[Given records — start]
PR #2158, opened 2023-02-21
fixed bug in pct memory used calculation

### LINKED ISSUE #2152: enhance memory management, logging, and metrics
**Feature Description**

1. Document how to set --memMax to set a specific, per-locale memory limit
2. Add logic to set per-locale memory limit per --memMax or host memory
3. Calculate pct memory used based upon configurable per-locale memory limit
4. Log/report remaining memory

**Additional context**
Related to #2056

hokiegeek2:
Closes #2152 

There is a bug in ServerDaemon.chpl where the pctMemUsed is calculated:

image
[Given records — finish]
● What needs to be done
Would you please return all of the data exactly?

● Solution below
PR #2158, opened 2023-02-21
fixed bug in pct memory used calculation

### LINKED ISSUE #2152: enhance memory management, logging, and metrics
**Feature Description**

1. Document how to set --memMax to set a specific, per-locale memory limit
2. Add logic to set per-locale memory limit per --memMax or host memory
3. Calculate pct memory used based upon configurable per-locale memory limit
4. Log/report remaining memory

**Additional context**
Related to #2056

hokiegeek2:
Closes #2152 

There is a bug in ServerDaemon.chpl where the pctMemUsed is calculated:

image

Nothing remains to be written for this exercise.